## TASK PROMPT
Write out exactly the lines from the start of the entries through the one that contains "Can we resolve", including both.

## DATASET
PR #420, opened 2018-09-04
Add storage profile support in vmware_best_fit_least_utilized method.

lfu:
- Refactor vmware_best_fit_least_utilized method.
- Add storage profile support.

Depends on https://github.com/ManageIQ/manageiq-automation_engine/pull/219.
https://bugzilla.redhat.com/show_bug.cgi?id=1617520

@miq-bot add_label bug, gaprindashvili/yes


mkanoor:
@lfu 
Can we resolve the allow_any_instance_of issue, you just have to stub out a find and return the exact object that you need. We have several examples in the spec folder
https://github.com/ManageIQ/manageiq-content/blob/master/spec/content/automate/ManageIQ/Transformation/Infrastructure/VM/Common.class/__methods__/restorevmattributes_spec.rb#L96


Also can you ensure that there is 100% coverage

You can do the following from your terminal

```
export CI=1
rspec <<yourspec_file>>
open coverage/index.html
```

If you can attach a screenshot of the coverage information it helps with the PR.

content/automate/ManageIQ/Infrastructure/VM/Provisioning/Placement.class/__methods__/vmware_best_fit_least_utilized.rb
```diff
@@ -1,37 +1,68 @@
...
+              def initialize(handle = $evm)
+                @handle = handle
+              end
+
+              def main
+                @handle.log("info", "Args:    #{MIQ_ARGS.inspect}")
+                best_fit_least_utilized
+              end
+
+              def vm
```
mkanoor: @lfu 
A better style might be to use an instance variable like here
https://github.com/ManageIQ/manageiq-content/blob/758b168e4520da52a310bb50666330fae697d2c6/content/automate/ManageIQ/Transformation/Infrastructure/VM/Common.class/__methods__/restorevmattributes.rb#L26

This way you can just call vm whenever you need it and if it doesn't exist it will raise the error.

We should do the same for the prov method and object, we could actually call the method provision_request or just request. prov by itself is confusing if its provider or provision request

content/automate/ManageIQ/Infrastructure/VM/Provisioning/Placement.class/__methods__/vmware_best_fit_least_utilized.rb
```diff
@@ -1,37 +1,68 @@
...
+                prov = @handle.root["miq_provision"]
+                raise "VM not specified" if prov.vm_template.nil?
+                prov.vm_template
+              end
+
+              def best_fit_least_utilized
```
mkanoor: @lfu 
Can this function be broken into smaller functions not greater than 5 or 6 lines

content/automate/ManageIQ/Infrastructure/VM/Provisioning/Placement.class/__methods__/vmware_best_fit_least_utilized.rb
```diff
@@ -1,37 +1,68 @@
...
+            class VmwareBestFitLeastUtilized
+              def initialize(handle = $evm)
+                @handle = handle
+              end
+
+              def main
+                @handle.log("info", "Args:    #{MIQ_ARGS.inspect}")
+                best_fit_least_utilized
+              end
+
```
mkanoor: @lfu 
Need to add private here, since only the main is exposed to the outside world

mkanoor:
@lfu you might be able to use Embedded Methods for logging, we have one defined here
https://github.com/ManageIQ/manageiq-content/blob/master/content/automate/ManageIQ/System/CommonMethods/Utils.class/__methods__/log_object.rb

In the spec you would have to use something like this to stub out the embedded methods
https://github.com/ManageIQ/manageiq-content/pull/251

You need a require line for the embedded method in the spec
require File.join(ManageIQ::Content::Engine.root, 'content/automate/ManageIQ/System/CommonMethods/StateMachineMethods.class/__methods__/utility.rb')

and then you stub out the call
```ruby
 util_obj = instance_double("ManageIQ::Automate::System::CommonMethods::StateMachineMethods::Utility")
       # When the caller creates a new instance we send back the dummy instance
       allow(ManageIQ::Automate::System::CommonMethods::StateMachineMethods::Utility).to receive(:new).with(vm.name).and_return(util_obj)
       # When that instance calls normalize we stub it and pass back a canned response
       allow(util_obj).to receive(:normalize).with(no_args).and_return("blah")
```

lfu:
screen shot 2018-09-07 at 14 32 08

content/automate/ManageIQ/Infrastructure/VM/Provisioning/Placement.class/__methods__/vmware_best_fit_least_utilized.rb
```diff
@@ -1,37 +1,74 @@
...
+    module Infrastructure
+      module VM
+        module Provisioning
+          module Placement
+            class VmwareBestFitLeastUtilized
+              def initialize(handle = $evm)
+                @handle = handle
+              end
+
+              def log_and_raise(message)
```
mkanoor: @lfu Shouldn't this be marked as private

content/automate/ManageIQ/Infrastructure/VM/Provisioning/Placement.class/__methods__/vmware_best_fit_least_utilized.rb
```diff
@@ -1,37 +1,74 @@
...
+
+              def main
+                @handle.log("info", "vm=[#{vm.name}], space required=[#{vm.provisioned_storage}]")
+                best_fit_least_utilized
+              end
+
+              private
+
+              def request
+                @request ||= @handle.root["miq_provision"].tap do |req|
```
mkanoor: @lfu 
You can have a spec that doesn't set the miq_provision attribute in the root object and call the method and it should raise an exception
Add another spec which has a request but no vm and you will be able to test the second log_and_raise

lfu:
screen shot 2018-09-10 at 11 31 01

content/automate/ManageIQ/Infrastructure/VM/Provisioning/Placement.class/__methods__/vmware_best_fit_least_utilized.rb
```diff
@@ -1,37 +1,74 @@
...
+
+                  s = storages.max_by(&:free_space)
+                  next if s.nil?
+                  host    = h
+                  storage = s
+                  min_registered_vms = h.vms.size
+                end
+
+                # Set host and storage
+                request.set_host(host) if host
```
mkanoor: @lfu What happens if host and storage are both nil we can't find any appropriate host or storage should we record that as an error and stop the process

content/automate/ManageIQ/Infrastructure/VM/Provisioning/Placement.class/__methods__/vmware_best_fit_least_utilized.rb
```diff
@@ -1,37 +1,74 @@
...
+                request.set_storage(storage) if storage
+
+                @handle.log("info", "vm=[#{vm.name}] host=[#{host}] storage=[#{storage}]")
+              end
+
+              def log_and_raise(message)
```
mkanoor: @lfu 
Can you replace this method with this one
https://github.com/ManageIQ/manageiq-content/blob/a50ea6c95dfb2e2b51a69720e67f0fae973d1733/content/automate/ManageIQ/System/CommonMethods/Utils.class/__methods__/log_object.rb#L56

In the CFME Explorer you would have to add an embedded method pointing to this method and replace all calls to log_and_raise to use
```
ManageIQ::Automate::System::CommonMethods::Utils::LogObject.log_and_raise(message, @handle)
```

To help with the spec and embed methods look at this PR
https://github.com/ManageIQ/manageiq-content/pull/251/files

# This is the embedded method link, its only needed in the spec
 # Not in the actual file and ensures that the symbols are satisfied
 require File.join(ManageIQ::Content::Engine.root, 'content/automate/ManageIQ/System/CommonMethods/Utils.class/__methods__/log_object.rb')






       # This is optional so that we dont have to the run the embedded method spec
       # This is a stub and returns canned responses with no computational overhead
       #
       allow(ManageIQ::Automate::System::CommonMethods::Utils::LogObject).to receive(:log_and_raise).with(msg, ae_service)

spec/content/automate/ManageIQ/Infrastructure/VM/Provisioning/Placement.class/__methods__/vmware_best_fit_least_utilized_spec.rb
```diff
@@ -20,6 +20,16 @@
   let(:root_object) { Spec::Support::MiqAeMockObject.new(:miq_provision => svc_miq_provision) }
   let(:ae_service)  { Spec::Support::MiqAeMockService.new(root_object) }
 
+  it 'requires miq_provision attribute in root object' do
+    new_service = Spec::Support::MiqAeMockService.new(Spec::Support::MiqAeMockObject.new)
+    expect { described_class.new(new_service).main }.to raise_error(RuntimeError, "ERROR - miq_provision object not passed in")
```
mkanoor: @lfu does it make sense that the message be checked using a regular expression
e.g.
```
expect { raise "oops" }.to raise_error(RuntimeError, /op/)
```
https://relishapp.com/rspec/rspec-expectations/v/2-11/docs/built-in-matchers/raise-error-matcher

This way the spec wont fail if someone where to make a slight change to the message

content/automate/ManageIQ/Infrastructure/VM/Provisioning/Placement.class/__methods__/vmware_best_fit_least_utilized.rb
gmcculloug: The backend raises an error if the required resources have not been selected.  The best-fit methods do not have to deal with it.

See https://github.com/ManageIQ/manageiq-providers-vmware/blob/master/app/models/manageiq/providers/vmware/infra_manager/provision/placement.rb#L13-L15

spec/content/automate/ManageIQ/Infrastructure/VM/Provisioning/Placement.class/__methods__/vmware_best_fit_least_utilized_spec.rb
mkanoor: @lfu 
Should the 2 error messages be consistent
"ERROR - miq_provision object not passed in"
"ERROR - VM not specified"



also is ERROR needed since this is going to logged as an error anyway in 

https://github.com/ManageIQ/manageiq-content/blob/a50ea6c95dfb2e2b51a69720e67f0fae973d1733/content/automate/ManageIQ/System/CommonMethods/Utils.class/__methods__/log_object.rb#L57

content/automate/ManageIQ/Infrastructure/VM/Provisioning/Placement.class/__methods__/vmware_best_fit_least_utilized.rb
mkanoor: @gmcculloug Should there be a warning message in this method if we can't pick a host or a storage?

gmcculloug: That's fine if you want to add one.  The line immediately below this also logs if we have either object: `@handle.log("info", "vm=[#{vm.name}] host=[#{host}] storage=[#{storage}]")`

JPrause:
@miq-bot add_label blocker

mkanoor:
@lfu 
Try this for the log_and_raise example
``` ruby
it 'requires source vm in miq_provision' do
    miq_provision.update_attributes(:source => nil)
    expect(ManageIQ::Automate::System::CommonMethods::Utils::LogObject).to receive(:log_and_raise).once.with(/VM not specified/,ae_service).and_raise(RuntimeError)
    expect { described_class.new(ae_service).main }.to raise_error(RuntimeError)
  end 
```

content/automate/ManageIQ/Infrastructure/VM/Provisioning/Placement.class/__methods__/vmware_best_fit_least_utilized.rb
lfu: I don't think adding another log message should be necessary as there is already this line:
```
@handle.log("info", "vm=[#{vm.name}] host=[#{host}] storage=[#{storage}]")
```
at the end of this method, then later https://github.com/ManageIQ/manageiq-providers-vmware/blob/master/app/models/manageiq/providers/vmware/infra_manager/provision/placement.rb#L13-L15 as @gmcculloug has pointed out.

mkanoor: @lfu @gmcculloug 
If there is no host or storage that message should atleast become a warning otherwise it will get lost in the log, if its a warning at least it would stand out. Can we change the level to warning if host or storage is nil

lfu: An error message would be thrown out if host or storage is nil.

```
    raise MiqException::MiqProvisionError, "Destination placement_ds_name not provided" if datastore.nil?
    raise MiqException::MiqProvisionError, "Destination placement_host_name and placement_cluster_name not provided" if host.nil? && cluster.nil?
```

mkanoor: @lfu 
That error message happens in a completely disconnected flow when the provision starts. The fact that the placement method didn't find a suitable host or storage is never reported and lost in a log message where the value is nil. As far as debugging is concerned we wont know that this method didn't find a suitable host or storage. Its important to report an error/warning when it first happens rather than have some other process down the road throw an error that it didn't get the required value.

gmcculloug: @mkanoor I would like to suggest that we address this issue in a separate PR or git issue as not to hold up the refactoring and storage profile fix this PR is trying to address.

But I wanted to note here, in my mind we have always allowed the backend to determine if all the requirements were met for the task, it did not fall on the automate script to know all the details of what the provider required.  And a single script may not provide all mandatory fields, they could be provided through another means.

For example, a user could use this script and potentially follow it with another placement script, as not to change our default methods, that uses different logic to provide the missing information.  Or the backend implementation could potentially change to determine missing fields differently based on new features or settings.

Having the automate method know these details does not see like the best place.

Again, I'm not against discussing this, but it feels like a different topic and probably should not hold up reviewing/merging this PR.

mkanoor:
@lfu 
If this needs to be back ported to G release the log embedded method doesn't exist in G release
https://github.com/ManageIQ/manageiq-content/tree/master/content/automate/ManageIQ/System/CommonMethods/Utils.class
This class only exists in master

lfu:
Will add another PR to implement the embedded log method once this one is merged.

simaishi:

```
$ git log -1
commit 85361f3a61f3d8e1ce5bdf2435b87712209c45c5
Date:   Thu Sep 20 15:57:05 2018 -0400

    Merge pull request #420 from lfu/storage_profile_1617520
    
    Add storage profile support in vmware_best_fit_least_utilized method.
    
    (cherry picked from commit 925e25be65f7badb183d9958fd2c64bafdcfc1b4)
    
    https://bugzilla.redhat.com/show_bug.cgi?id=1631557
```

PR #405, opened 2018-08-17
Change VMware URI to connect directly to ESXi

fdupont-redhat:
While investigating issues with large transformations in parallel, it was identified that vCenter is a bottleneck for VM transformation. The solution is to connect directly to the ESXi host. This PR provides the necessary changes to Automate, in order to connect to the ESXi host.

Associated RHBZ: https://bugzilla.redhat.com/show_bug.cgi?id=1618717

PR #421, opened 2018-09-13
Refactor and add specs for Transformation Hosts Common Utils

fdupont-redhat:
This PR adds specs for Transformation Hosts Common Utils method, according to https://github.com/ManageIQ/manageiq-content/issues/360. It also includes some changes to the utility methods for VMware to address comments from @jrafanie in https://github.com/ManageIQ/manageiq-content/pull/405 and make the Transformation Hosts Common Utils method more robust to IPv6.

Associated BZ: https://bugzilla.redhat.com/show_bug.cgi?id=1600870


fdupont-redhat:
@miq-bot add-label transformation, enhancement, gaprindashvili/yes, test, blocker, technical debt

content/automate/ManageIQ/Transformation/TransformationHosts/Common.class/__methods__/utils.rb
```diff
@@ -33,49 +30,77 @@ def self.transformation_hosts(ems, factory_config)
...
               send("virtv2vwrapper_options_#{task.get_option(:transformation_type)}_#{task.get_option(:transformation_method)}", task)
             end
 
-            def self.remote_command(task, transformation_host, command, stdin = nil, run_as = nil)
-              "ManageIQ::Automate::Transformation::TransformationHosts::#{task.get_option(:transformation_host_type)}::Utils".constantize.remote_command(transformation_host, command, stdin, run_as)
+            def self.vmware_uri_vddk(vm)
+              URI::Generic.build(
+                :scheme   => 'esx',
+                :userinfo => CGI.escape(vm.host.authentication_userid),
+                :host     => vm.host.ipaddress,
```
jrafanie: Looks good for IPv6 👍

content/automate/ManageIQ/Transformation/TransformationHosts/Common.class/__methods__/utils.rb
```diff
@@ -33,49 +30,77 @@ def self.transformation_hosts(ems, factory_config)
...
+                :path     => '/',
+                :query    => { :no_verify => 1 }.to_query
```
jrafanie: What is the to_query method on hash?

fdupont-redhat: It converts this string to `?no_verify=1`, which convenient to escape input.

fdupont-redhat:
@miq-bot remove-label wip
@miq-bot add-reviewer mkanoor

content/automate/ManageIQ/Transformation/Infrastructure/VM/vmwarews.class/__methods__/utils.rb
```diff
@@ -7,53 +7,44 @@ module VMware
             class Utils
               require 'rbvmomi'
 
-              def initialize(handle = $evm)
-                @handle = handle
-              end
-
-              def main
+              def self.host_fingerprint(host)
```
mkanoor: @fdupont-redhat do you want to pass a handle into these class methods so that they can be tested

fdupont-redhat: @mkanoor do I need a handle to test them even though I don't use it in the method ?

mkanoor: @fdupont-redhat A missing handle means we are not logging any errors in the method we are expecting the exception to report an error. If you plan on writing specs it might be better to have a handle.

fdupont-redhat: @mkanoor 
I've added the handle but now Rubocop complains that I don't use it.
I probably miss something in the implementation of specs, as I don't see what this will bring. If my method raise, it will be caught by something like `expect(described_class.provider_connection).to raise(errormsg)`.

content/automate/ManageIQ/Transformation/Infrastructure/VM/vmwarews.class/__methods__/utils.rb
```diff
@@ -22,14 +22,14 @@ def self.host_fingerprint(host)
...
-              def self.provider_connection(ems)
+              def self.provider_connection(ems, handle = $evm)
                 @provider_connection ||= RbVmomi::VIM.connect(:host => ems.ipaddress || ems.hostname, :user => ems.authentication_userid, :password => ems.authentication_password, :insecure => true)
               rescue => e
                 raise "Could not connect to #{ems.name}: #{e.message}" if c.nil?
               end
               private_class_method :provider_connection
 
-              def self.vm_get_ref(vim, vm)
+              def self.vm_get_ref(vim, vm, handle = $evm)
```
mkanoor: @fdupont-redhat would you be logging these errors or just the raise an error. If you are going to be logging or using your shared log_and_raise the handle will get used. I am thinking these are all class methods

fdupont-redhat: @mkanoor These are indeed class methods, so I will log the errors from the catch all rescue in the calling method, eventually using shared log_and_raise.

content/automate/ManageIQ/Transformation/Infrastructure/VM/vmwarews.class/__methods__/utils.rb
```diff
@@ -7,53 +7,44 @@ module VMware
...
+                cert = OpenSSL::X509::Certificate.new(ssl_client.peer_cert)
+                ssl_client.sysclose
+                tcp_client.close
+
+                Digest::SHA1.hexdigest(cert.to_der).upcase.scan(/../).join(":")
               end
 
-              def main
+              def self.provider_connection(ems, handle = $evm)
+                @provider_connection ||= RbVmomi::VIM.connect(:host => ems.ipaddress || ems.hostname, :user => ems.authentication_userid, :password => ems.authentication_password, :insecure => true)
```
mkanoor: @fdupont-redhat should the secure true/false be configurable. This makes the assumption its always insecure

mkanoor: @fdupont-redhat why is the provider_connection an instance variable, this looks like a class method. This connection cannot have scope outside of the process that is using this, once the process ends the provider_connection is meaningless. Also we need to ensure that this provider connection doesn't get into a $evm.set_state_var.
So could the provider connection not be exposed to callers maybe we could pass in a block into this utility method and it would execute the block on that provider. Or have a shared class that actually has instance methods which can execute the code on the provider but keeps the connection private and doesn't allow other classes access to it.
Exposing the connection object this way can lead to misuse.

fdupont-redhat: @mkanoor To be honest, I would remove these methods: `provider_connection`, `vm_get_ref`, `vm_rename`. I think they should be in the model and only `vm_rename` should be exposed in `vm` class. This is currently unused as we don't rename the VMs after migration. I just kept them because it was already there.

simaishi:

simaishi:
@fdupont-redhat `hammer/yes` ?

simaishi:
@fdupont-redhat That's how I noticed this PR 😄  But didn't realize all files were deleted in the new PR...  Anyway, `hammer/yes` will help as https://github.com/ManageIQ/manageiq-content/pull/441 backport conflicts because of this PR.

Hammer backport details:

```
$ git log -1
commit ff0f2e10b527ea2ea4af84ac3841a58589d6342b
Date:   Thu Sep 27 09:37:05 2018 -0400

    Merge pull request #421 from fdupont-redhat/v2v_refactor_and_specs_transformation_host
    
    Refactor and add specs for Transformation Hosts Common Utils
    
    (cherry picked from commit fcc47328a0ea2551904d9f58105c4c8e5fdaffb8)
    
    https://bugzilla.redhat.com/show_bug.cgi?id=1600870
```

PR #423, opened 2018-09-17
Adding log_and_notify method into log_object embedded method.

billfitzgerald0120:
This utility method allows an user to create a notification and log message with a single method call.
You can create an info, warning, success or error notification.
You can create an info, warn or error log message.

### DIFF
--- a/content/automate/ManageIQ/System/CommonMethods/Utils.class/__methods__/log_object.rb
+++ b/content/automate/ManageIQ/System/CommonMethods/Utils.class/__methods__/log_object.rb
@@ -1,6 +1,7 @@
 #
 # Description: Display Log messages for object attributes for root, current or desired object.
 # Added InspectMe functionality
+# Added log_and_notify
 
 module ManageIQ
   module Automate
@@ -8,6 +9,12 @@ module ManageIQ
       module CommonMethods
         module Utils
           class LogObject
+            NOTIFY_LEVEL_TO_LOG_LEVEL = {
+              'info'    => 'info',
+              'warning' => 'warn',
+              'error'   => 'error',
+              'success' => 'info'
+            }.freeze
             # If you want to log a message and exit without specifying a handle using the global $evm
             #    ManageIQ::Automate::System::CommonMethods::Utils::LogObject.log_and_exit(msg, code)
             #
@@ -18,6 +25,20 @@ module ManageIQ
               handle.log('info', "Script ending #{msg} code : #{exit_code}")
               exit(exit_code)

## EXERCISE ANSWER
PR #420, opened 2018-09-04
Add storage profile support in vmware_best_fit_least_utilized method.

lfu:
- Refactor vmware_best_fit_least_utilized method.
- Add storage profile support.

Depends on https://github.com/ManageIQ/manageiq-automation_engine/pull/219.
https://bugzilla.redhat.com/show_bug.cgi?id=1617520

@miq-bot add_label bug, gaprindashvili/yes


mkanoor:
@lfu 
Can we resolve the allow_any_instance_of issue, you just have to stub out a find and return the exact object that you need. We have several examples in the spec folder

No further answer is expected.